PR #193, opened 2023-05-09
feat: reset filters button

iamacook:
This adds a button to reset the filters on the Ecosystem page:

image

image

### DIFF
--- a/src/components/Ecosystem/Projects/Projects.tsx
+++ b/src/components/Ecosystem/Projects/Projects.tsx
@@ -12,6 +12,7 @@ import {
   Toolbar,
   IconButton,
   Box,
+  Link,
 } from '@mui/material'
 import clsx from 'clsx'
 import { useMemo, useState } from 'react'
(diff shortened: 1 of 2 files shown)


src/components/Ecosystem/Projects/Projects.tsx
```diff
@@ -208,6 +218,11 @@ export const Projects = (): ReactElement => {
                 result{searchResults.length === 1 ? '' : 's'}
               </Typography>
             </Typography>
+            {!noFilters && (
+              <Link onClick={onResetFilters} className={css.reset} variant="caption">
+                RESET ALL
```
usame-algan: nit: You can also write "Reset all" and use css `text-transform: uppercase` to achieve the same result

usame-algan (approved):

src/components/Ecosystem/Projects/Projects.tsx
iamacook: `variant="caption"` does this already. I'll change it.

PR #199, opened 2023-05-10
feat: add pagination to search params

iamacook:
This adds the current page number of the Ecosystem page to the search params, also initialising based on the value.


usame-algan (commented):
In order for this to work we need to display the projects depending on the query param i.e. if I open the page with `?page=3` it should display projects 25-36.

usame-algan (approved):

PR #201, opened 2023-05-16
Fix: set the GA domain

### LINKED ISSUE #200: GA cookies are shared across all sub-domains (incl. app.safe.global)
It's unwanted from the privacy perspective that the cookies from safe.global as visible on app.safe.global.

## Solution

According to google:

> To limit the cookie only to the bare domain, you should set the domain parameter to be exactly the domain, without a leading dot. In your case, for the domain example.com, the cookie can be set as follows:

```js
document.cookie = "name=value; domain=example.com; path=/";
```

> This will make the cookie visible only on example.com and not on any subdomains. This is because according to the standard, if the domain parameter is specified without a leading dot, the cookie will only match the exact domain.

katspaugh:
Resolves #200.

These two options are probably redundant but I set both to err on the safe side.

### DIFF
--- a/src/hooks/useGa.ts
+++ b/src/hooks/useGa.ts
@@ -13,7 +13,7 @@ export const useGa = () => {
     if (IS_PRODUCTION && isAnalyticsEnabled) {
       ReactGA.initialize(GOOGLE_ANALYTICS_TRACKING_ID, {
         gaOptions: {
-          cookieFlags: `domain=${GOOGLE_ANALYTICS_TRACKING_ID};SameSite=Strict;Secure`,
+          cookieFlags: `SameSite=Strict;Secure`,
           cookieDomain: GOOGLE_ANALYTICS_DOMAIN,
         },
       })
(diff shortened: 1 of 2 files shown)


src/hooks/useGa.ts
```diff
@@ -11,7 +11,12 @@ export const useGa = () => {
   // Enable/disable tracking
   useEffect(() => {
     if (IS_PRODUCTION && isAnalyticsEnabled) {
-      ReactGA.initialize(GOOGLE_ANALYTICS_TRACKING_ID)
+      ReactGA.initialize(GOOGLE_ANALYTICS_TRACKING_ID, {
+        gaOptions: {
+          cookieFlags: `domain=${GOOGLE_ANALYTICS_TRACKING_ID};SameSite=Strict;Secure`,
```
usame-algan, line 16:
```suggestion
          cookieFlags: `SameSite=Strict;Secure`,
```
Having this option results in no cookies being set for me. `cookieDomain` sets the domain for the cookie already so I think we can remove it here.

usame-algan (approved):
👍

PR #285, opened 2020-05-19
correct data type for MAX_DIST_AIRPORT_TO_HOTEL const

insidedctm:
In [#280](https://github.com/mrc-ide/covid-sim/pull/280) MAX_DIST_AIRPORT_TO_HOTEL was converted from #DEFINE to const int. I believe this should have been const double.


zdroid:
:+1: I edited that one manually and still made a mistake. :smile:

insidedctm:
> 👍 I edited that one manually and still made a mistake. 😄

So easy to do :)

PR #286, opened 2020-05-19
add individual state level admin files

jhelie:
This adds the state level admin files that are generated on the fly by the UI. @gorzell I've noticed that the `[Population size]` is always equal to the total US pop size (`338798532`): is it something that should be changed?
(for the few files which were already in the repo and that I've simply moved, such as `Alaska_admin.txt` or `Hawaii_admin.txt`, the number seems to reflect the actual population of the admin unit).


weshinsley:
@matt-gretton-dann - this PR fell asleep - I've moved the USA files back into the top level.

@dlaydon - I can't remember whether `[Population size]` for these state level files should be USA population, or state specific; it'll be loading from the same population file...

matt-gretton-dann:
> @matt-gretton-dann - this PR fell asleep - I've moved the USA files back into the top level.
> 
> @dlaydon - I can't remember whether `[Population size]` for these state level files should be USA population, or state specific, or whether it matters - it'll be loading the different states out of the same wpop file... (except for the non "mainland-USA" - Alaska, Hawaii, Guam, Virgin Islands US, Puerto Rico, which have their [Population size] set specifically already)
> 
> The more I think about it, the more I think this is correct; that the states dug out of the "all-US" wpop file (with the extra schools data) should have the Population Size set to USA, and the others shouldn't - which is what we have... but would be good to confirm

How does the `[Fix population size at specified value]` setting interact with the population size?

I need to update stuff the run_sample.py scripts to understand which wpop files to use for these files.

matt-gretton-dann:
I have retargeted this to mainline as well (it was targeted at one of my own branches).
+--
▶ _Exercise directions_:
The answer should consist of every line above in which "asleep" appears.

▶ _Answer area_:
@matt-gretton-dann - this PR fell asleep - I've moved the USA files back into the top level.
> @matt-gretton-dann - this PR fell asleep - I've moved the USA files back into the top level.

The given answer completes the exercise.